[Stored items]
-- -- --

PR #78, opened 2019-01-17
Instrument Storage/Database

notbdu:
Adds instrumentation to storage/database.

### DIFF
--- a/persist/fs/manager.go
+++ b/persist/fs/manager.go
@@ -6,8 +6,6 @@ import (
 
 	"github.com/xichen2020/eventdb/index/field"
 	"github.com/xichen2020/eventdb/persist"
-
-	"github.com/m3db/m3x/clock"
 )
 
 var (
@@ -29,7 +27,6 @@ type persistManager struct {
 	opts           *Options
 	filePathPrefix string
 	writer         segmentWriter
-	nowFn          clock.NowFn
 
 	status persistManagerStatus
 	pp     persist.PreparedPersister
@@ -44,7 +41,6 @@ func NewPersistManager(opts *Options) persist.Manager {
 	pm := &persistManager{
 		opts:           opts,
 		filePathPrefix: opts.FilePathPrefix(),
-		nowFn:          opts.ClockOptions().NowFn(),
 		writer:         newSegmentWriter(opts),
 		status:         persistManagerIdle,
 	}
--- a/storage/sealed_segment.go
+++ b/storage/sealed_segment.go
@@ -55,9 +55,6 @@ type sealedSegment interface {
 
 	// Unload unloads all fields from memory.
 	Unload() error
-
-	// LoadedStatus reports whether the underlying immutable segment is loaded or not.
-	LoadedStatus() segmentLoadedStatus
 }
 
 type sealedFlushingSegment interface {
--- a/storage/sealed_segment.go
+++ b/storage/sealed_segment.go
@@ -9,6 +9,7 @@ import (
 
 	"github.com/m3db/m3x/clock"
 	"github.com/m3db/m3x/context"
+	"github.com/m3db/m3x/instrument"
 )
 
 type flushingSegment interface {
@@ -54,6 +55,9 @@ type sealedSegment interface {
 
 	// Unload unloads all fields from memory.
 	Unload() error
+
+	// LoadedStatus reports whether the underlying immutable segment is loaded or not.
+	LoadedStatus() segmentLoadedStatus
 }
 
 type sealedFlushingSegment interface {
@@ -78,6 +82,7 @@ const (
 type sealedFlushingSegmentOptions struct {
 	nowFn                clock.NowFn
 	unloadAfterUnreadFor time.Duration
+	instrumentOptions    instrument.Options
 }
 
 // Concurrent access to the sealed flushing segment is protected by the shard lock.
--- a/storage/shard.go
+++ b/storage/shard.go
@@ -67,7 +67,6 @@ type dbShardMetrics struct {
 }
 
 func newDbShardMetrics(scope tally.Scope) dbShardMetrics {
-	// TODO(bodu): possibly tag these metrics w/ the shard idx?
 	return dbShardMetrics{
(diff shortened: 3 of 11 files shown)


persist/fs/manager.go
```diff
@@ -23,6 +25,19 @@ const (
 	persistManagerPersisting
 )
 
+type persistManagerMetrics struct {
```
xichen2020: Hey I think recording latency within the persist manager might be too fined grained, it might make sense to first record the `Flush` latency at the namespace level to start with, and if we see latency issues, then we can refine the details.

Speaking of which, we should also have a gauge metric that's periodically reported that tells us when it's flushing and when it's not.

storage/immutable_segment.go
```diff
@@ -91,6 +94,29 @@ type immutableSegmentOptions struct {
 	rawDocSourcePath   []string
 	fieldHashFn        hash.StringArrayHashFn
 	fieldRetriever     persist.FieldRetriever
+	clockOptions       clock.Options
+	instrumentOptions  instrument.Options
+}
+
+type immutableSegMetrics struct {
```
xichen2020: I think this might be too fine grained for now, perhaps let's keep the metrics at the namespace level and above but not going below the shard level for now. If we see performance issues, we can always add more fine-grained metrics.

storage/mutable_segment.go
```diff
@@ -60,6 +63,25 @@ var (
 
 type isSpecialFieldFn func(fieldPath []string) bool
 
+type mutableSegMetrics struct {
```
xichen2020: Same comment as above.

storage/sealed_segment.go
```diff
@@ -68,9 +70,23 @@ const (
 	flushFailed
 )
 
+type sealedFlushingSegmentMetrics struct {
+	unload instrument.MethodMetrics
```
xichen2020: I think a counter should suffice here, i.e., it's useful to know when an unload happens, and how many times it happens, but not really how long it takes to unload (and fwiw unloading should be very fast so not quite worth recording its time).

storage/shard.go
```diff
@@ -5,6 +5,7 @@ import (
 	"math"
 	"sync"
 
+	"github.com/uber-go/tally"
```
xichen2020: Import

storage/shard.go
```diff
@@ -54,6 +55,23 @@ var (
 	errShardAlreadyClosed = errors.New("shard already closed")
 )
 
+type dbShardMetrics struct {
+	numberOfImmutableSegments tally.Gauge
+	numberOfLoadedSegments    tally.Gauge
+	numberOfUnloadedSegments  tally.Gauge
+	unload                    tally.Counter
```
xichen2020: Might want to separate this into two counters: `unloadSuccess` and `unloadErrors`

storage/shard.go
```diff
@@ -305,6 +326,25 @@ func (s *dbShard) Flush(ps persist.Persister) error {
 // a given element. Ignore for now due to lack of proper API.
 // TODO(xichen): Propagate ticking stats back up.
 func (s *dbShard) Tick(ctx context.Context) error {
+	var (
+		numberOfLoadedSegments   int
+		numberOfUnloadedSegments int
+	)
+	if err := s.forEachSegment(func(segment sealedFlushingSegment) error {
```
xichen2020: You can probably get this information returned from `tryUnloadSegments` somehow. `forEachSegment` requires locking the shard, so would be great if we can reuse the `forEachSegment` loop in `tryUnloadSegments`.

storage/shard.go
```diff
@@ -305,6 +326,25 @@ func (s *dbShard) Flush(ps persist.Persister) error {
...
+			numberOfUnloadedSegments++
+		} else {
+			numberOfLoadedSegments++
+		}
+		return nil
+	}); err != nil {
+		return err
+	}
+
+	s.metrics.numberOfLoadedSegments.Update(float64(numberOfLoadedSegments))
```
xichen2020: There are 3 states: loaded, unloaded, and partially loaded. Can we have one counter for each?

storage/shard.go
```diff
@@ -305,6 +326,25 @@ func (s *dbShard) Flush(ps persist.Persister) error {
...
+	s.metrics.numberOfUnloadedSegments.Update(float64(numberOfUnloadedSegments))
+	s.metrics.numberOfImmutableSegments.Update(float64(s.sealedByMaxTimeAsc.Length))
```
xichen2020: This requires RLocking the shard. Is it possible to get this information from within an existing RLock in the ticking path to avoid another RLock overhead?

storage/shard.go
```diff
@@ -449,6 +494,7 @@ func (s *dbShard) tryUnloadSegments(ctx context.Context) error {
 		if err := segment.Unload(); err != nil {
 			multiErr = multiErr.Add(err)
 		}
+		s.metrics.unload.Inc(1)
```
xichen2020: Please emit counters for both successes and failures.

storage/sealed_segment.go
```diff
@@ -54,6 +55,9 @@ type sealedSegment interface {
 
 	// Unload unloads all fields from memory.
 	Unload() error
+
+	// LoadedStatus reports whether the underlying immutable segment is loaded or not.
+	LoadedStatus() segmentLoadedStatus
```
xichen2020: Remove this.

storage/shard.go
```diff
@@ -54,6 +55,27 @@ var (
...
+	numberOfImmutableSegments       tally.Gauge
+	numberOfFullyLoadedSegments     tally.Gauge
+	numberOfPartiallyLoadedSegments tally.Gauge
+	numberOfUnloadedSegments        tally.Gauge
+	unloadSuccess                   tally.Counter
+	unloadError                     tally.Counter
+}
+
+func newDbShardMetrics(scope tally.Scope) dbShardMetrics {
+	// TODO(bodu): possibly tag these metrics w/ the shard idx?
```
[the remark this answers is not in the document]
xichen2020: Remove the TODO?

-- -- --

### WHAT IS EXPECTED
All records above are to be returned exactly as given.

### RESULT OF THE EXERCISE
PR #78, opened 2019-01-17
Instrument Storage/Database

notbdu:
Adds instrumentation to storage/database.

### DIFF
--- a/persist/fs/manager.go
+++ b/persist/fs/manager.go
@@ -6,8 +6,6 @@ import (
 
 	"github.com/xichen2020/eventdb/index/field"
 	"github.com/xichen2020/eventdb/persist"
-
-	"github.com/m3db/m3x/clock"
 )
 
 var (
@@ -29,7 +27,6 @@ type persistManager struct {
 	opts           *Options
 	filePathPrefix string
 	writer         segmentWriter
-	nowFn          clock.NowFn
 
 	status persistManagerStatus
 	pp     persist.PreparedPersister
@@ -44,7 +41,6 @@ func NewPersistManager(opts *Options) persist.Manager {
 	pm := &persistManager{
 		opts:           opts,
 		filePathPrefix: opts.FilePathPrefix(),
-		nowFn:          opts.ClockOptions().NowFn(),
 		writer:         newSegmentWriter(opts),
 		status:         persistManagerIdle,
 	}
--- a/storage/sealed_segment.go
+++ b/storage/sealed_segment.go
@@ -55,9 +55,6 @@ type sealedSegment interface {
 
 	// Unload unloads all fields from memory.
 	Unload() error
-
-	// LoadedStatus reports whether the underlying immutable segment is loaded or not.
-	LoadedStatus() segmentLoadedStatus
 }
 
 type sealedFlushingSegment interface {
--- a/storage/sealed_segment.go
+++ b/storage/sealed_segment.go
@@ -9,6 +9,7 @@ import (
 
 	"github.com/m3db/m3x/clock"
 	"github.com/m3db/m3x/context"
+	"github.com/m3db/m3x/instrument"
 )
 
 type flushingSegment interface {
@@ -54,6 +55,9 @@ type sealedSegment interface {
 
 	// Unload unloads all fields from memory.
 	Unload() error
+
+	// LoadedStatus reports whether the underlying immutable segment is loaded or not.
+	LoadedStatus() segmentLoadedStatus
 }
 
 type sealedFlushingSegment interface {
@@ -78,6 +82,7 @@ const (
 type sealedFlushingSegmentOptions struct {
 	nowFn                clock.NowFn
 	unloadAfterUnreadFor time.Duration
+	instrumentOptions    instrument.Options
 }
 
 // Concurrent access to the sealed flushing segment is protected by the shard lock.
--- a/storage/shard.go
+++ b/storage/shard.go
@@ -67,7 +67,6 @@ type dbShardMetrics struct {
 }
 
 func newDbShardMetrics(scope tally.Scope) dbShardMetrics {
-	// TODO(bodu): possibly tag these metrics w/ the shard idx?
 	return dbShardMetrics{
(diff shortened: 3 of 11 files shown)


persist/fs/manager.go
```diff
@@ -23,6 +25,19 @@ const (
 	persistManagerPersisting
 )
 
+type persistManagerMetrics struct {
```
xichen2020: Hey I think recording latency within the persist manager might be too fined grained, it might make sense to first record the `Flush` latency at the namespace level to start with, and if we see latency issues, then we can refine the details.

Speaking of which, we should also have a gauge metric that's periodically reported that tells us when it's flushing and when it's not.

storage/immutable_segment.go
```diff
@@ -91,6 +94,29 @@ type immutableSegmentOptions struct {
 	rawDocSourcePath   []string
 	fieldHashFn        hash.StringArrayHashFn
 	fieldRetriever     persist.FieldRetriever
+	clockOptions       clock.Options
+	instrumentOptions  instrument.Options
+}
+
+type immutableSegMetrics struct {
```
xichen2020: I think this might be too fine grained for now, perhaps let's keep the metrics at the namespace level and above but not going below the shard level for now. If we see performance issues, we can always add more fine-grained metrics.

storage/mutable_segment.go
```diff
@@ -60,6 +63,25 @@ var (
 
 type isSpecialFieldFn func(fieldPath []string) bool
 
+type mutableSegMetrics struct {
```
xichen2020: Same comment as above.

storage/sealed_segment.go
```diff
@@ -68,9 +70,23 @@ const (
 	flushFailed
 )
 
+type sealedFlushingSegmentMetrics struct {
+	unload instrument.MethodMetrics
```
xichen2020: I think a counter should suffice here, i.e., it's useful to know when an unload happens, and how many times it happens, but not really how long it takes to unload (and fwiw unloading should be very fast so not quite worth recording its time).

storage/shard.go
```diff
@@ -5,6 +5,7 @@ import (
 	"math"
 	"sync"
 
+	"github.com/uber-go/tally"
```
xichen2020: Import

storage/shard.go
```diff
@@ -54,6 +55,23 @@ var (
 	errShardAlreadyClosed = errors.New("shard already closed")
 )
 
+type dbShardMetrics struct {
+	numberOfImmutableSegments tally.Gauge
+	numberOfLoadedSegments    tally.Gauge
+	numberOfUnloadedSegments  tally.Gauge
+	unload                    tally.Counter
```
xichen2020: Might want to separate this into two counters: `unloadSuccess` and `unloadErrors`

storage/shard.go
```diff
@@ -305,6 +326,25 @@ func (s *dbShard) Flush(ps persist.Persister) error {
 // a given element. Ignore for now due to lack of proper API.
 // TODO(xichen): Propagate ticking stats back up.
 func (s *dbShard) Tick(ctx context.Context) error {
+	var (
+		numberOfLoadedSegments   int
+		numberOfUnloadedSegments int
+	)
+	if err := s.forEachSegment(func(segment sealedFlushingSegment) error {
```
xichen2020: You can probably get this information returned from `tryUnloadSegments` somehow. `forEachSegment` requires locking the shard, so would be great if we can reuse the `forEachSegment` loop in `tryUnloadSegments`.

storage/shard.go
```diff
@@ -305,6 +326,25 @@ func (s *dbShard) Flush(ps persist.Persister) error {
...
+			numberOfUnloadedSegments++
+		} else {
+			numberOfLoadedSegments++
+		}
+		return nil
+	}); err != nil {
+		return err
+	}
+
+	s.metrics.numberOfLoadedSegments.Update(float64(numberOfLoadedSegments))
```
xichen2020: There are 3 states: loaded, unloaded, and partially loaded. Can we have one counter for each?

storage/shard.go
```diff
@@ -305,6 +326,25 @@ func (s *dbShard) Flush(ps persist.Persister) error {
...
+	s.metrics.numberOfUnloadedSegments.Update(float64(numberOfUnloadedSegments))
+	s.metrics.numberOfImmutableSegments.Update(float64(s.sealedByMaxTimeAsc.Length))
```
xichen2020: This requires RLocking the shard. Is it possible to get this information from within an existing RLock in the ticking path to avoid another RLock overhead?

storage/shard.go
```diff
@@ -449,6 +494,7 @@ func (s *dbShard) tryUnloadSegments(ctx context.Context) error {
 		if err := segment.Unload(); err != nil {
 			multiErr = multiErr.Add(err)
 		}
+		s.metrics.unload.Inc(1)
```
xichen2020: Please emit counters for both successes and failures.

storage/sealed_segment.go
```diff
@@ -54,6 +55,9 @@ type sealedSegment interface {
 
 	// Unload unloads all fields from memory.
 	Unload() error
+
+	// LoadedStatus reports whether the underlying immutable segment is loaded or not.
+	LoadedStatus() segmentLoadedStatus
```
xichen2020: Remove this.

storage/shard.go
```diff
@@ -54,6 +55,27 @@ var (
...
+	numberOfImmutableSegments       tally.Gauge
+	numberOfFullyLoadedSegments     tally.Gauge
+	numberOfPartiallyLoadedSegments tally.Gauge
+	numberOfUnloadedSegments        tally.Gauge
+	unloadSuccess                   tally.Counter
+	unloadError                     tally.Counter
+}
+
+func newDbShardMetrics(scope tally.Scope) dbShardMetrics {
+	// TODO(bodu): possibly tag these metrics w/ the shard idx?
```
[the remark this answers is not in the document]
xichen2020: Remove the TODO?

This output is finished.